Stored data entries
####################
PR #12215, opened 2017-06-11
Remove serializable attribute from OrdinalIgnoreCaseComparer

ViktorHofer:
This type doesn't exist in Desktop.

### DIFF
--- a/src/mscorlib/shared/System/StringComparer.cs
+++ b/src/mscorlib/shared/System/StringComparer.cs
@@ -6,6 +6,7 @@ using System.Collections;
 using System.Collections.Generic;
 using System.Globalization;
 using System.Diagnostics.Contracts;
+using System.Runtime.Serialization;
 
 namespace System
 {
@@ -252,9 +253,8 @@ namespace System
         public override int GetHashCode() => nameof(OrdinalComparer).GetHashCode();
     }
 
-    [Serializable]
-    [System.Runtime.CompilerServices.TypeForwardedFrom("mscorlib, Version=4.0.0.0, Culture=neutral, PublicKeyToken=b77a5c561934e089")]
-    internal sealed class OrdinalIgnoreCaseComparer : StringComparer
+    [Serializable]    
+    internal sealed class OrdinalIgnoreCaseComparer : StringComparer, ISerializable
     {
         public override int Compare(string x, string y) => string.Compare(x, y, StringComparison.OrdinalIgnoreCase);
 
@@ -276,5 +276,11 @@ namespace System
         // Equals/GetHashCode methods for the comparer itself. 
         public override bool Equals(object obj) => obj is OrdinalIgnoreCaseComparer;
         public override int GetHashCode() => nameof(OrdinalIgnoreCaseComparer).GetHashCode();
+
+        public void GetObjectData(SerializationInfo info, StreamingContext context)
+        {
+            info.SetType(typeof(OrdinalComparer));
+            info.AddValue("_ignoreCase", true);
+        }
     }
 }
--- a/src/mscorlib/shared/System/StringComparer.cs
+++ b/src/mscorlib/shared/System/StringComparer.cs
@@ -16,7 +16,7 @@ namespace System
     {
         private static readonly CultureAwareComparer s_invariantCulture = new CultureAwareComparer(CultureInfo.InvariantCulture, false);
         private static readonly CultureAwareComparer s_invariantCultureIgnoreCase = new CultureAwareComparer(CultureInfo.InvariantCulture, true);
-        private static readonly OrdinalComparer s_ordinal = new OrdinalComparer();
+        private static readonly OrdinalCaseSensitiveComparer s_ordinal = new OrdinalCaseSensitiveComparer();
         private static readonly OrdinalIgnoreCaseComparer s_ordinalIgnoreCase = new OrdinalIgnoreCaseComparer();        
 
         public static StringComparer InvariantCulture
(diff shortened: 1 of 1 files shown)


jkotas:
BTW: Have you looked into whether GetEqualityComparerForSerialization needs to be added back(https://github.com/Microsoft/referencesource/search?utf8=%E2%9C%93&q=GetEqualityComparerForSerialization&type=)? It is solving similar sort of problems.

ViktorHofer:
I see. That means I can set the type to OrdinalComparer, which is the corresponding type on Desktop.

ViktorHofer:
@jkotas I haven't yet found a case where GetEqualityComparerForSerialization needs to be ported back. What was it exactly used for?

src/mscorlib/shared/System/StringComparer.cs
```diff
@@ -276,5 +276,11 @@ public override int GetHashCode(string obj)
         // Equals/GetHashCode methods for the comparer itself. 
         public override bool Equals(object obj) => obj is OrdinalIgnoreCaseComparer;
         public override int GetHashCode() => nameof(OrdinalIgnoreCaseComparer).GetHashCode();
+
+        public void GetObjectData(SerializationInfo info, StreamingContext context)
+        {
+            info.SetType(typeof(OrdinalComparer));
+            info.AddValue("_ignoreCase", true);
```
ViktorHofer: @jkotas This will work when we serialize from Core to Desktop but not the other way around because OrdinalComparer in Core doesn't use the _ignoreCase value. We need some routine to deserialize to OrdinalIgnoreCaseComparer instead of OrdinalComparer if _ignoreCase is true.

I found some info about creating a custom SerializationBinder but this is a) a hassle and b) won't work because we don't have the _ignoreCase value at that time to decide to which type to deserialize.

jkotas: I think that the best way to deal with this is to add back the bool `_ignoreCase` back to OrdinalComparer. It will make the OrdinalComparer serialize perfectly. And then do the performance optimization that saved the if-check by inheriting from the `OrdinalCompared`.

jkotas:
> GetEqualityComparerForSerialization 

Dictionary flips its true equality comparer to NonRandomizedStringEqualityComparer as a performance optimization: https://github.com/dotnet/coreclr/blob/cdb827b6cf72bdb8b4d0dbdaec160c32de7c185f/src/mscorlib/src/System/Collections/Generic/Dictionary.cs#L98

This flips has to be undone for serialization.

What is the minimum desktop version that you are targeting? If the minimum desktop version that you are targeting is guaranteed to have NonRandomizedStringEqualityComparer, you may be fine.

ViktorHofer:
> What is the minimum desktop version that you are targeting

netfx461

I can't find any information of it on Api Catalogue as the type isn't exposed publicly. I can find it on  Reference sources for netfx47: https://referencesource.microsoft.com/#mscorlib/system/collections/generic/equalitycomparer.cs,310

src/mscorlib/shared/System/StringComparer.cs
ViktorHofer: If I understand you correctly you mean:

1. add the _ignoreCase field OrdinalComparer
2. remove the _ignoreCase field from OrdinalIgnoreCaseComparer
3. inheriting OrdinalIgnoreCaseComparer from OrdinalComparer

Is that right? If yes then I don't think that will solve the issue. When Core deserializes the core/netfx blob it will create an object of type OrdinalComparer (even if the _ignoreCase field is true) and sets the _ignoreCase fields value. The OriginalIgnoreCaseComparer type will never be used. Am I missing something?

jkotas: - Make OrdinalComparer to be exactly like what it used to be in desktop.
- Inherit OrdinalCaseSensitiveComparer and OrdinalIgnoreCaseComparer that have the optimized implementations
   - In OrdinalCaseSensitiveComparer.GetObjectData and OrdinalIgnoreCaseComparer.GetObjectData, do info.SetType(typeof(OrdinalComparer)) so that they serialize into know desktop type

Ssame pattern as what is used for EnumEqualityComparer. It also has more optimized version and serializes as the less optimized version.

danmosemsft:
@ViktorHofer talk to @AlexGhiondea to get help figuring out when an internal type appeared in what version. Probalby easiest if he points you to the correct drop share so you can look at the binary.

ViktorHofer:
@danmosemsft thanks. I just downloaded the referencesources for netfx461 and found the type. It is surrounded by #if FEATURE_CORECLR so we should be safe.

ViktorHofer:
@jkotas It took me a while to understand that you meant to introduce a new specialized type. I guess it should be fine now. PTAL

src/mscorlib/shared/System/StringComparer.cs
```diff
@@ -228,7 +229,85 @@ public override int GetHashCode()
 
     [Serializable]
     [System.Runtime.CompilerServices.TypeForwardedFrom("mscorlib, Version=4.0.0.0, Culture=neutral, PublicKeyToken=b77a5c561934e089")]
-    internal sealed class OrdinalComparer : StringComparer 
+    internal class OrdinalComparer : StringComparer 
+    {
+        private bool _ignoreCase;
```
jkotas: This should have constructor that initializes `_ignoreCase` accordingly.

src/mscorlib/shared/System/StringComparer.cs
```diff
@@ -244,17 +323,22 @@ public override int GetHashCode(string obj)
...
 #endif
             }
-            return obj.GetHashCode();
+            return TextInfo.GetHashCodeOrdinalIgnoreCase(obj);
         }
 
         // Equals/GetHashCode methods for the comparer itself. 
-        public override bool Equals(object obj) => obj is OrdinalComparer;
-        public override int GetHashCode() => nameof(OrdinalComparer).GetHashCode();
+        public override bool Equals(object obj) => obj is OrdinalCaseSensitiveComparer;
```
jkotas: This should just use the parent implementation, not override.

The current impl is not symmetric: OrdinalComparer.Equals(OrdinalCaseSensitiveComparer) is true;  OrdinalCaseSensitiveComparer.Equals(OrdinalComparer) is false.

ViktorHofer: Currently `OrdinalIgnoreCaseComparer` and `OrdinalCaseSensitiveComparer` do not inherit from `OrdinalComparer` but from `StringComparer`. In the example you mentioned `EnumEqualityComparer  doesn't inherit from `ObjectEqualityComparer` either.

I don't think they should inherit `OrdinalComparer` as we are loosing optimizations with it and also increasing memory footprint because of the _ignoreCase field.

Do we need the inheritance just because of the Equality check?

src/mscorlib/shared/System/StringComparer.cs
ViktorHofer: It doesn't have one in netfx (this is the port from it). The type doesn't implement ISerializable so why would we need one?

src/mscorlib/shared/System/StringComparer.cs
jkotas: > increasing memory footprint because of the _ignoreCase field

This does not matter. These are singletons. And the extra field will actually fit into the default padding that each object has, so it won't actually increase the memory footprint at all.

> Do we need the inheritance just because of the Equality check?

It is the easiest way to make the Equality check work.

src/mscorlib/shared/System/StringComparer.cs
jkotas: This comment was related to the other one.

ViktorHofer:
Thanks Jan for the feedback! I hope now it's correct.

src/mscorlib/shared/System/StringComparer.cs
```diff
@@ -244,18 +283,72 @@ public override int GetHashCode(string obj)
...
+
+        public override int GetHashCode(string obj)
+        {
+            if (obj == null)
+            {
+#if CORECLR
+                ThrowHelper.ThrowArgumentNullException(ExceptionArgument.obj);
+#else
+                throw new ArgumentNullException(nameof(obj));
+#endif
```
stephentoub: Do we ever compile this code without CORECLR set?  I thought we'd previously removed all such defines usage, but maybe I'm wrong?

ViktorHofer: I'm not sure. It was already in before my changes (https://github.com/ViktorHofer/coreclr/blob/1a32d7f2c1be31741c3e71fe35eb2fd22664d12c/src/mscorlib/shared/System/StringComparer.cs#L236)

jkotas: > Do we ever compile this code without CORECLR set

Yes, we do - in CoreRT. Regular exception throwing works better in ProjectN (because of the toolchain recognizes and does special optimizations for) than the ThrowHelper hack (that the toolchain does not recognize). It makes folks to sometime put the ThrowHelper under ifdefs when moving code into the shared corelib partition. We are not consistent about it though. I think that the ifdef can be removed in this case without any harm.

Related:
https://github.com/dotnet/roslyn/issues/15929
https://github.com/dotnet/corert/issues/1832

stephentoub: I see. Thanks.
####################
**ACTIVITY:** Return every line above in which the string "danmosemsft" occurs.

**TASK ANSWER:**
danmosemsft:
@danmosemsft thanks. I just downloaded the referencesources for netfx461 and found the type. It is surrounded by #if FEATURE_CORECLR so we should be safe.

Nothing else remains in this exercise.